| Task instructions |
Print nothing but the lines below starting at the line that holds "PR #2488, opened 2021-12-13" and ending at the line that holds "This is a reboot", including both, each exactly as written.

| Working data |
************

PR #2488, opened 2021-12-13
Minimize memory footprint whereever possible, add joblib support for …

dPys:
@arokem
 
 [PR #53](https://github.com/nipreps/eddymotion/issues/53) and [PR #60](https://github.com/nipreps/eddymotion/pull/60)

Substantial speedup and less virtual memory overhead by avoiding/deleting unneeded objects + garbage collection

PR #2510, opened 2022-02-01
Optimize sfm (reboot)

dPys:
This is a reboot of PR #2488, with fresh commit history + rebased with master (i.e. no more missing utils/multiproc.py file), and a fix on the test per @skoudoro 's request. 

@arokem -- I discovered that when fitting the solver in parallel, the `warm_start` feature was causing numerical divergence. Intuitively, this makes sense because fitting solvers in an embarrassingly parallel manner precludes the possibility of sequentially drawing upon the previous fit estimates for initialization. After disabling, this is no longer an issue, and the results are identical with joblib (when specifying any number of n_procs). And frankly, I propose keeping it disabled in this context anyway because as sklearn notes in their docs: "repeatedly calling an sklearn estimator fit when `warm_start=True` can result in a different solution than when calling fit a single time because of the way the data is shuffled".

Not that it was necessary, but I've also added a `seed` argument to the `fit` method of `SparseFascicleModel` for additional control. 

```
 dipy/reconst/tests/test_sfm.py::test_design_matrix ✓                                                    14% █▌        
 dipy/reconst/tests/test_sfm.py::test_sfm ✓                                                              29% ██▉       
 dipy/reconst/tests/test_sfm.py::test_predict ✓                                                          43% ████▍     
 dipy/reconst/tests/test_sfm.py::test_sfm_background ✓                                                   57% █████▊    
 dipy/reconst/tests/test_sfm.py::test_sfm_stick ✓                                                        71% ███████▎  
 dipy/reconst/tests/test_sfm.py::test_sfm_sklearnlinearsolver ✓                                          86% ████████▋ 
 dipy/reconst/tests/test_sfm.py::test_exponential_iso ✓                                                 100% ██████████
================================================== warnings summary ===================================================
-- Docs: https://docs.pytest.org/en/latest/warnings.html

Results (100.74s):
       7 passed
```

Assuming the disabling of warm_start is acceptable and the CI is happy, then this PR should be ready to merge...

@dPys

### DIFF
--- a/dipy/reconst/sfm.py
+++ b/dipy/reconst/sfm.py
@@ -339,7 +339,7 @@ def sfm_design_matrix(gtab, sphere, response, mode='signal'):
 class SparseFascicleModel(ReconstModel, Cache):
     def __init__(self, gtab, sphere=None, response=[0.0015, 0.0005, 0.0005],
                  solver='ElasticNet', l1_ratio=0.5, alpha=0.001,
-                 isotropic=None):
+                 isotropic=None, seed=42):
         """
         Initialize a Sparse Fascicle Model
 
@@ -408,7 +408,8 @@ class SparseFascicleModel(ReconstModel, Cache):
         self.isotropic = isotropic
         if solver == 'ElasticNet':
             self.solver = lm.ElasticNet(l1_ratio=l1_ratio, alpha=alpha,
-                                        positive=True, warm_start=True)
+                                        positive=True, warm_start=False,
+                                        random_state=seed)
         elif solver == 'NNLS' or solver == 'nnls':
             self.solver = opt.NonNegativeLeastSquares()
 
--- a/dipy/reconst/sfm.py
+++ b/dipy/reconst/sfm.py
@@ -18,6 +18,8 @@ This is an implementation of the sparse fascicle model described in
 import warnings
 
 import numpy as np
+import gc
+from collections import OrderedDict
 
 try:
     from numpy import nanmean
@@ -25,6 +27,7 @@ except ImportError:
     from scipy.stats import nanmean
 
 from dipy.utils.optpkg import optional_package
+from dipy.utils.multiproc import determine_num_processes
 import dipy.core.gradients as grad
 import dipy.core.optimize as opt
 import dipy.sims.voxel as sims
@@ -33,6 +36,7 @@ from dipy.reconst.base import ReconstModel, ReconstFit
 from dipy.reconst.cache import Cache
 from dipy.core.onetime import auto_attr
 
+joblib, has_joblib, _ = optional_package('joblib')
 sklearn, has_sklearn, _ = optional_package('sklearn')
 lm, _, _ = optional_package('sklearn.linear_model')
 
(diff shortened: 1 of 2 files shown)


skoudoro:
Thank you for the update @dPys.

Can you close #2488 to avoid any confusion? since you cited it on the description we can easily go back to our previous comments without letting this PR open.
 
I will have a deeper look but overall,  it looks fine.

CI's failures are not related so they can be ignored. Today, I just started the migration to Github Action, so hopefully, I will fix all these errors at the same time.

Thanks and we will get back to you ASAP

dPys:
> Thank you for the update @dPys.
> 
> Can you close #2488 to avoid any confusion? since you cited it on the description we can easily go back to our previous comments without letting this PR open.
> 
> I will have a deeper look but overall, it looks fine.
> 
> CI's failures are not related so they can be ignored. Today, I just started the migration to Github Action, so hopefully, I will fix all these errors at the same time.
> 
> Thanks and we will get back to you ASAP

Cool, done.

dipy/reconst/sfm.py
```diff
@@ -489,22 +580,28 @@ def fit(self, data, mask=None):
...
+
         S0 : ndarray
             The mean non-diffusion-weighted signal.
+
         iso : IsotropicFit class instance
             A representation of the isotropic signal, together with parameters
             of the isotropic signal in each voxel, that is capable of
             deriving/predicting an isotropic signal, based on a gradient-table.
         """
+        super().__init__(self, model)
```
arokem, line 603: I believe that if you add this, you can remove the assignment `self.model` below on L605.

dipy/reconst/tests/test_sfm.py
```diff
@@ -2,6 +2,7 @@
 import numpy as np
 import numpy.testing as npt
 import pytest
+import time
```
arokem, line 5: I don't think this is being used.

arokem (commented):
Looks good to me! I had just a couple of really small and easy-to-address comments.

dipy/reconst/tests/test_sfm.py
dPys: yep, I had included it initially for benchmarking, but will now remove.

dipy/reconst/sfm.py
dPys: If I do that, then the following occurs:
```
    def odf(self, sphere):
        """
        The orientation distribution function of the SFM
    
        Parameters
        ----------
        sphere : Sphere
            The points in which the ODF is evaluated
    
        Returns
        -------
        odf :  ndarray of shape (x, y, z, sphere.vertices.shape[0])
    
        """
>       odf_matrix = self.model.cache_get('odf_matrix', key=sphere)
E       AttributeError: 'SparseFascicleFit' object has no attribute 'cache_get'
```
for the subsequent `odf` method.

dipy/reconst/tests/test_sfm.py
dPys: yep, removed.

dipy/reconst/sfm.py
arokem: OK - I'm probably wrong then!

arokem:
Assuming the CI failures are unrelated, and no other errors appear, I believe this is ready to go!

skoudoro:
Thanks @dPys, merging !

************

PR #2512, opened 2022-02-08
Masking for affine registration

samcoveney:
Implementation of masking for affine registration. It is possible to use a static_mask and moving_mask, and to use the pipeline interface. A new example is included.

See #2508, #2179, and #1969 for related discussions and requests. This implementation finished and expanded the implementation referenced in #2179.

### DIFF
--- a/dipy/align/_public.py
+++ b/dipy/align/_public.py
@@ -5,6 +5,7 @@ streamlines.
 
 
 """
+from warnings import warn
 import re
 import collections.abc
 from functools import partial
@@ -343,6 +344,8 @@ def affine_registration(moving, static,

************

| Result of this exercise |
PR #2488, opened 2021-12-13
Minimize memory footprint whereever possible, add joblib support for …

dPys:
@arokem
 
 [PR #53](https://github.com/nipreps/eddymotion/issues/53) and [PR #60](https://github.com/nipreps/eddymotion/pull/60)

Substantial speedup and less virtual memory overhead by avoiding/deleting unneeded objects + garbage collection

PR #2510, opened 2022-02-01
Optimize sfm (reboot)

dPys:
This is a reboot of PR #2488, with fresh commit history + rebased with master (i.e. no more missing utils/multiproc.py file), and a fix on the test per @skoudoro 's request. 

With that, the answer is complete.